Michelet, assim como Vico, junto de seus contemporâneos busca fundar bases legítimas para o conhecimento histórico. Assim sendo sua análise parte dos homens do passado, da necessidade de se compreender o que foi a realidade desses através de suas ações, e não de uma instância metafísica que os guiaria em direção a seu destino. A vida desses homens seria então, na visão de Michelet uma luta constante entre a Liberdade, vista como possibilidade de criação, e a Fatalidade, que seria o encerramento das possibilidades e mesmo o fim da história. É pendulando entre esses dois pratos de uma balança que se desenvolveria o mundo humano.
O historiador francês escreve sua obra como herdeiro que é da revolução de 1789 e do século XIX no qual vive e morre. Esse período, de agitações, emergência de uma nova mentalidade na Europa, pode ser representado pela forma com que se desenvolve a narrativa de Michelet. Por um outro lado o autor visa uma verdadeira imersão do seu leitor na atmosfera dos fatos e eventos que visa narrar. Dessa forma, alternando sobrevôos e detalhamentos a obra de Michelet visa tentar apreender os múltiplos aspectos daquela realidade que, se não fosse pela operação histórica encontrar-se-ia trancafiada no passado.
Desse modo acreditamos ser mais prudente não caracterizarmos o tempo histórico proposto por Michelet como algo singular. Trata-se, na realidade, de tempos históricos que se alternam entre a própria dimensão individual das personagens envolvidas naquele processo e a dimensão desse processo de um modo mais geral, de suas possibilidades e caminhos a trilhar. Assim sua narrativa toma por forma o tom e mesmo o ritmo dos acontecimentos sobre os quais discorre. É o próprio Michelet que pode nos ajudar a compreender a forma como sua mente astuta e complexa opera: Datamos assim curiosamente, minuciosamente, os homens e as questões, e os momentos de cada homem.[3] E seguindo essa linha, sua obra visa uma história da nação francesa, ligando-se necessariamente nessa nação a tradição revolucionária que ecoou durante todo o século XIX na França.

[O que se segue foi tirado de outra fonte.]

PR #545, opened 2023-02-24
DB-5455: Advanced Custom Fields Add-on Docs

mitchellmarkoff:
## What changes were made?
- A new entry titled ‘Add-ons’ is added to the Decoupled Kit developer docs under Front-End Starters → Next.js → Next.js and WordPress and also under Front-End Starters → Gatsby and WordPress.

`./web`

Ran docs site locally.

## Additional information


web/docs/Frontend Starters/Gatsby/Gatsby + WordPress/add-ons.md
```diff
@@ -0,0 +1,96 @@
+---
+id: 'gatsby-wordpress-add-ons'
+title: 'Add Ons'
```
CobyPear, line 3:
```suggestion
title: 'Add-ons'
```
'Add-ons' should be hyphenated in this case.

web/docs/Frontend Starters/Gatsby/Gatsby + WordPress/add-ons.md
```diff
@@ -0,0 +1,96 @@
...
+slug: '/frontend-starters/nextjs/gatsby/gatsby-wordpress/add-ons'
+sidebar_position: 5
+---
+
+### Advanced Custom Fields
```
CobyPear, line 8:
```suggestion
## Advanced Custom Fields WordPress Plugin
```
use an h2 here, also probably doesn't hurt to use the full name

web/docs/Frontend Starters/Gatsby/Gatsby + WordPress/add-ons.md
```diff
@@ -0,0 +1,96 @@
...
+posts are specified on the related WordPress post.
+
+#### Before You Begin
+
+- Install and activate the
+  [WP Advanced Custom Fields Plugin](https://wordpress.org/plugins/advanced-custom-fields/).
+
+- Install the
+  [Create Pantheon Decoupled Kit CLI](https://www.npmjs.com/package/create-pantheon-decoupled-kit/).
+
```
CobyPear, line 29: "Before You Begin" should go at the top, also as an h2.

there should be no need to actually install the decoupled-kit cli. `npm create pantheon-decoupled-kit` (or pnpm create) pull the latest binary from the registry and execute it. We should probably stick with `npm create` for these docs, or mention that it will work with 'your preferred package manager (npm, pnpm, yarn)'

web/docs/Frontend Starters/Gatsby/Gatsby + WordPress/add-ons.md
```diff
@@ -0,0 +1,96 @@
+---
+id: 'gatsby-wordpress-add-ons'
+title: 'Add Ons'
+slug: '/frontend-starters/nextjs/gatsby/gatsby-wordpress/add-ons'
+sidebar_position: 5
+---
+
+### Advanced Custom Fields
+
+Advanced Custom Fields turns WordPress sites into a fully-fledged content
```
CobyPear, line 10:
```suggestion
The Advanced Custom Fields WordPress plugin, or ACF, turns WordPress sites into a fully-fledged content
```
introduce the full name the first time with the abbreviation, so from here on you can just use 'ACF' instead of spelling out Advanced Custom Fields each time.

web/docs/Frontend Starters/Gatsby/Gatsby + WordPress/add-ons.md
```diff
@@ -0,0 +1,96 @@
...
+management system by giving you all the tools to do more with your data.
+
+Advanced custom fields let you add, store, and display additional information
+about a piece of content in WordPress. This information can easily be assessed
+through GraphQL with simple adjustments to existing queries.
+
+This add-on uses GraphQL to bring in a custom `related content` data type that
+was created with Advanced Custom Fields. Your starter kit will have a related
```
CobyPear, line 18:
```suggestion
was created with Advanced Custom Fields. After adding the `gatsby-wp-acf-addon`, our starter kit will have a related
```
More specificity here - otherwise it reads as though the starter kit has this already.

web/docs/Frontend Starters/Gatsby/Gatsby + WordPress/add-ons.md
```diff
@@ -0,0 +1,96 @@
...
+
+#### Before You Begin
+
+- Install and activate the
+  [WP Advanced Custom Fields Plugin](https://wordpress.org/plugins/advanced-custom-fields/).
+
+- Install the
+  [Create Pantheon Decoupled Kit CLI](https://www.npmjs.com/package/create-pantheon-decoupled-kit/).
+
+#### Instillation Through CLI
```
CobyPear, line 30:
```suggestion
## Adding the `gatsby-wp-acf-addon`  to an Existing Project
```
'Installing' doesn't feel right to me, open to other options here. Also, this should either be a new section (h2), or be nested under a more generic heading like "Setup" or move "Usage" up to here as the generic section

web/docs/Frontend Starters/Gatsby/Gatsby + WordPress/add-ons.md
```diff
@@ -0,0 +1,96 @@
...
+
+1. Use the create command to initiate the cli
+   `pnpm create pantheon-decoupled-kit`
```
CobyPear, line 33: As mentioned, use `npm` here. Maybe in Before You Begin, mention that any (npm, pnpm, yarn) package manager will work.
You could include the add-on as an arg to skip step 2
`npm create pantheon-decoupled-kit gatsby-wp-acf-addon`

web/docs/Frontend Starters/Gatsby/Gatsby + WordPress/add-ons.md
```diff
@@ -0,0 +1,96 @@
...
+1. Select the `gatsby-wp-acf-addon` and go through the prompts. Set the output
+   to the directory that your Gatsby Wordpress Starter is located
+1. Once the app is generated, add
```
CobyPear, line 36: This line reads as though we are generating an app from 0, not adding an add-on. I think it's fine to describe both use cases, but it should be clear what the starting point is.

web/docs/Frontend Starters/Gatsby/Gatsby + WordPress/add-ons.md
```diff
@@ -0,0 +1,96 @@
...
+   `https://acf-decoupled-wordpress-qa.pantheonsite.io/wp/graphql` as the
```
CobyPear, line 37: Not sure we want to publicize this URL 😬

web/docs/Frontend Starters/Gatsby/Gatsby + WordPress/add-ons.md
```diff
@@ -0,0 +1,96 @@
...
+
+##### Adding Custom Field Data
+
+Once you have created a field group, values can be assigned to your new custom
+fields via the Guttenberg editor.
+
+1. Select and existing post or page, or create a new one.
+1. At the bottom of your editor, you will see the new custom fields that have
+   been created, fill them in with data of your choosing
+1. Save and publish your content updates
```
CobyPear, line 64: Not sure this makes sense in this particular doc. I would expect that a user has some understanding of ACF from the WP side if they're using this add-on. This doc should concern itself more with how to fetch the data, not how to create it.

CobyPear (changes requested):
All of the comments on the Gatsby version of the doc should apply to the Next.js version too.

web/docs/Frontend Starters/Gatsby/Gatsby + WordPress/add-ons.md
```diff
@@ -0,0 +1,87 @@
...
+
+- Familiarize yourself with the
+  [Create Pantheon Decoupled Kit CLI](https://www.npmjs.com/package/create-pantheon-decoupled-kit/).
+  Any package manager can be used with the CLI **[npm, pnpm, yarn]**.
+
+## Advanced Custom Fields WordPress Plugin
+
+The Advanced Custom Fields WordPress plugin, or ACF, turns WordPress sites into
+a fully-fledged content management system by giving you all the tools to do more
+with your data.
```
CobyPear, line 21: Two things:
1. If you take text directly from a source on the web, add an attribution to that source.
2. I want to avoid explaining what ACF is in our docs. I would expect someone reading this to already be familiar with ACF, and if not we can link to their docs so the user can learn about it before coming back here and integrating ACF with our starter via the add-on. So in that case, I would prefer a note in "Before You Begin" that explains "You should be familiar with WordPress Advanced Custom Fields" with a link to the docs. I don't think we should explain what it is here.

This section should explain what our add-on does, but we should avoid explaining ACF.

web/docs/Frontend Starters/Gatsby/Gatsby + WordPress/add-ons.md
```diff
@@ -0,0 +1,87 @@
...
+
+### Adding the `gatsby-wp-acf-addon` to an Existing Project
+
+1. Use the create command to initiate the cli with the `gatsby-wp-acf-addon`
+   generator
+   ```bash
+   npm create pantheon-decoupled-kit gatsby-wp-acf-addon
+   ```
+1. When prompted for an output directory, set the output to the root directory
+   of your existing Gatsby Wordpress Starter
```
CobyPear, line 42:
```suggestion
   of your existing Gatsby WordPress Starter
```

CobyPear (changes requested):
I'm still of the opinion that we don't need to explain ACF and we expect a user to already be familiar with it if they're using this add-on. Also, please add attribution and/or a link to the original content when using text from other sites.

web/docs/Frontend Starters/Gatsby/Gatsby + WordPress/add-ons.md
CobyPear: @mitchellmarkoff Going back to this for a second – I am realizing this doc needs to be structured slightly differently because it will relate to multiple add-ons. I'm not sure this will be the structure we use going forward but for now I guess it makes sense.
Because of that, the `h2`s here should be the addon name and under it will be the description. Then `h3`s under that should start each section like Before You Begin, Usage, and so on. I've pushed up this change, let me know if it makes sense to you.

mitchellmarkoff: Makes total sense. I was actually wondering how formatting would work when the time would come to add to this doc, I should have started that conversation earlier in the process. LGTM!

CobyPear (approved):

Assim sendo, com uma narrativa envolvente e em ritmos alternados, com detalhes muitas vezes fatigantes, Michelet constrói sua concepção de tempo histórico, um tempo não linear, não evolutivo, não progressista. Pela complexidade do problema torna-se relativamente fácil enunciar o que não seria esse tempo enunciado por Michelet. Outrossim podemos configura-lo como o ponto de confluência entre os diversos tempos que Michelet apreende das sociedades humanas, seja o tempo individual, da consciência dos homens, seja o tempo processual, muitas vezes acelerado dos acontecimentos nos quais os homens encontram-se envolvidos, seja ainda o tempo da luta constante entre a Liberdade e a Fatalidade que transpassaria por toda a história humana.
A
inda que seja impossível formular-se um conceito hermeticamente fechado e claro para o tempo histórico de Michelet, pode-se afirmar que como intelectual Michelet reinventou o tempo e a história[4].
[1] - MICHELET, Jules – Do Método e do Espírito deste Livro. In: História da Revolução Francesa, p.291.
[2] - MICHELET, Jules – Do Método e do Espírito deste Livro. In: História da Revolução Francesa.
[3] - Ibidem.
[4] - SALIBA, E.T. Michelet: as múltiplas faces de um reinventor da história. In.: Grandes Nomes da História Intelectual.